Saved entries:
PR #1436, opened 2024-05-21
50-nixos-isoimage: Reference plasma6 ISOs for 24.05

mweinelt:
The ISO name will change slightly due to the update from KDE Plasma version 5 to 6.

Blocked until we switch to 24.05 downloads on the homepage.

### DIFF
--- a/src/content/download/50-nixos-isoimage.mdx
+++ b/src/content/download/50-nixos-isoimage.mdx
@@ -41,8 +41,8 @@ The graphical installation ISO image **contains the graphical NixOS installer** 
   <span>
     <Button
       color="semidarkblue"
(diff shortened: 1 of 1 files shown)


thilobillerbeck:
stupid question, but why don't we name the image just plasma, would fit more into the naming scheme imo.

thilobillerbeck:
Stupid question, but why don't we name the image just plasma? would fit more into the naming scheme imo.

mweinelt:
That is a question for *tada* @K900.

K900:
Because we may want to have both, at least for a while.

mweinelt:
Superseded by #1453

PR #1437, opened 2024-05-22
[24.05] Add updated instructions about NixOS AMIs

arianvp:
The new AMIs aren't uploaded yet as the jobset didn't finish. But this adds updated instructions about  how to use them!


arianvp:
Related: https://github.com/NixOS/amis/pull/132

thilobillerbeck (approved):
I wanted to suggestion interpolating `{NIXOS_VERSION}` in the code blocks. While I cannot find a solution (since interpolating a code block is difficult for obvious reasons) this seems good for now. Thanks for proposing these changes. :)

tomberek (approved):
Thanks!

PR #1439, opened 2024-05-23
community: do not promote unmoderated spaces

nyabinary:
Cease promoting unofficial and umoderated (in regarding the values of our current CoC) spaces
Discussion on the following topic: https://github.com/NixOS/nixos-homepage/issues/1438

### DIFF
--- a/src/pages/community.astro
+++ b/src/pages/community.astro
@@ -98,19 +98,6 @@ const platformsOther = [
   },
 ];
 
-const platformsOutside = [
-  {
-    href: "https://discord.gg/RbvHtGa",
-    name: "Discord",
-    iconName: "simple-icons:discord",
-  },
-  {
-    href: "https://www.reddit.com/r/NixOS/",
-    name: "Reddit",
-    iconName: "simple-icons:reddit",
-  },
-];
-
 import nixosFoundationLogo from "../assets/image/nixos-foundation-logo.svg";
 ---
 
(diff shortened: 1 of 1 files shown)


mweinelt:
> unsanctioned

By whom? Who is the final authority in these questions, if I may ask?

nyabinary:
> > unsanctioned
> 
> By whom? Who is the final authority in these questions, if I may ask?

Presumably the board is until the new governance is formed (I did word that a bit off though, let me edit it :P)

thilobillerbeck:
I am a bit confused that this PR popped up without any prior discussion keeping in mind this is the root idea the issue was made for. I for one think it is indeed a good idea to also promote community channels but I definitely agree with @mweinelt s concerns on that topic. Though I do not agree with seizing the whole unofficial community section like this PR suggests, we cannot bear the load of moderating that many platforms with the current assembly of the moderation team and keeping out spaces with people eager to build up engaged Nix communities would be a bad sign to the community. I encourage the discussion under #1438 to come up with clear and concise but also fair communication about not officially moderated spaces.

thilobillerbeck:
> I believe you're thinking it from the wrong way around here, @thilobillerbeck.
> 
> We should remove the unmoderated spaces since they are currently unmoderated. We can work with those spaces to sync up the practices and moderation, and then add them back in.

That's a great idea, I would really like to see this becoming q reality.

> At least one of these locations right now is a place where the people removed from this community congregate to spread FUD.

Absolutely, but should we punish the other space for the one behaving badly? We could just remove the one spreading FUD

> Frankly, I'm surprised you *closed it* this eagerly. Are you taking a stance that the subreddit and the discord should be left on the site?

I just want discussions to take place in one place and not at two in parallel. This issue can be reopened anytime. I don't know where I am taking a stance here apart from expressing my opinion and directing the discussion back to the issue.

samueldr:
> Absolutely, but should we punish the other space for the one behaving badly? We could just remove the one spreading FUD

I have only had second-hand reports for the other location. The other location may be worse depending on how accurate and pervasive the behaviour from the second-hand reports are, and one's opinion.

So the reason I did not push for the other location is because *I do not personally know*. But if you want me to say more, I can go public with the second-hand reports.

> I just want discussions to take place in one place and not at two in parallel. This issue can be reopened anytime. I don't know where I am taking a stance here apart from expressing my opinion and directing the discussion back to the issue.

It wasn't clear why it was closed, sorry if this felt strongly worded. I'm really becoming tired of how the inability to act quickly in the NixOS org and community makes us look bad.

PR #1446, opened 2024-05-26
redirect all Nix manual URLs to nix.dev

fricklerhandwerk:
nix.dev serves stable URLs to the manual, and has redirects for the
`stable` and `unstable` mutable URLs. it also re-uses page-level
redirects that are supplied by the Nix manual itself, so we don't have
to take care of that here any more.

Made with @roberth at #ZurichZHF

### DIFF
--- a/public/netlify.toml
+++ b/public/netlify.toml
@@ -113,44 +113,8 @@
   force = true
 
 [[redirects]]
-  from = "/manual/nix"
-  to = "/manual/nix/stable"
-  status = 302
-  force = true
-
-[[redirects]]
-  from = "/manual/nix/:version/expressions/expression-language.html"
-  to = "/manual/nix/:version/language/index.html"
-  status = 302
-  force = true
-
-[[redirects]]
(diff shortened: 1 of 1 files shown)


thilobillerbeck (approved):

thilobillerbeck:
Great to see so much output from that event :)

infinisil:
This doesn't work! https://nixos.org/manual/nix/stable goes to https://nix.dev/manual/nix/2.18/stable/, which is a 404

roberth:
It's great to see versioned docs for Nix. :rocket: 
Also the new domain is a great fit, because Nix isn't NixOS.

This change inspired the new example in the docs for `remap` in
- https://github.com/NixOS/nixpkgs/pull/298665

Profpatsch:
> Also the new domain is a great fit, because Nix isn't NixOS.

and here we have the source of our issues

roberth:
@Profpatsch what issues are you referring to?

PR #1470, opened 2024-06-17
Fix redirect for hydra manual

srd424:
The redirect for the hydra manual link points to the job "manual" which seems to have been deleted in 2022, replaced by "manual.x86_64-linux" and "manual.aarch64-linux".

I don't know how much the manuals differ by architecture, if at all, but I'm guessing x86-64 is reasonable target here.


thilobillerbeck (approved):
looks good, thx for your contribution <3

PR #1472, opened 2024-06-21
Change Github Actions trigger type to pull_request_target to prevent tampering and allow workflow from forks

thilobillerbeck:
Changing the deploy trigger to `pull_request_target` to allow the CI to use our secrets for deployments regarding PRs from forks, making PR checks quicker and less error prone over time.

See here for details: https://docs.github.com/en/actions/using-workflows/events-that-trigger-workflows#pull_request_target

### DIFF
--- a/.github/workflows/ci.yml
+++ b/.github/workflows/ci.yml
@@ -5,7 +5,7 @@ on:
   push:
     branches:
       - "main"
-  pull_request:
+  pull_request_target:
 
 permissions:
   contents: "write"


crertel:
Question: is this something that could be exploited to mine bitcoins or something, or will CI runs need manual approval?

thilobillerbeck:
First of all the runners the builds run on aren't ours anyway. Since we are an open source project, we fall under terms and pricing which allows us to use GitHub Actions for free.

Secondly as of my understanding, the current setup would allow for that, the change would run the CI script that is in the branch that should be merged to not in the branch merged from. This is also why GitHub Actions doesn't deploy PRs for staging that are not from our repo, since with a malicious script the secret would be extracted. It's in that regard more of a safeguard than before.

thilobillerbeck:
Approval is currently set to be manually required for any external contribution. Though this PR is for what happens after approval.

crertel:
Awesome, thank you for the explanation!: :)

crertel (approved):

tomberek (approved):

PR #1481, opened 2024-06-25
fix yet another typo in the redirects

fricklerhandwerk:
sorry everyone, this mess is currently not getting better as quickly as it should be.


thilobillerbeck (approved):
No worries, mistakes are human :D great you spotted it!

PR #1484, opened 2024-06-26
update wiki links

jopejoe1:
Replace unofficial wiki links with official wiki links


thilobillerbeck (approved):
Looks good, thx for contributing <3

PR #1489, opened 2024-06-28
Format/init

hsjobeki:
Adds formatting checks to the CI

with using "prettier" with "prettier-plugin-astro"

Locally developers can run:

`nix run .#format` to format the src directory`

Alternatively / Additionally:

Use any LSP that has `prettier` support.
 
or run:

`npm run format`
`npm run format:check`

Ci executes:

`nix build .\#checks.x86_64-linux.format`

Which fails if the formatting is not in the required format which will ensure the format stays consistent.


tomberek:
I've not looked at the workflow yet, but likely would want a .git-blame-ignore-revs

hsjobeki:
> I've not looked at the workflow yet, but likely would want a .git-blame-ignore-revs

- [x] Added .git-blame-ignore-revs

thilobillerbeck (changes requested):
Looks good :+1: could you update your branch to the current state of `main`? Then I'll merge it. :)

tomberek (approved):
Looks good overall. Let's just do a conflict resolution.

thilobillerbeck (approved):

PR #1567, opened 2024-10-21
Fix typo in AWS AMI search instructions

arianvp:
Filters combine with OR, not AND. So the instructions were wrong.


arianvp:
Also fixed here: https://github.com/NixOS/amis/pull/175

thilobillerbeck (approved):
Alright, thanks for fixing that :)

**YOUR TASK:** All lines of the records above that contain the word "much" are to be copied out.

**SOLUTION FOR THIS TASK:**
Great to see so much output from that event :)
I don't know how much the manuals differ by architecture, if at all, but I'm guessing x86-64 is reasonable target here.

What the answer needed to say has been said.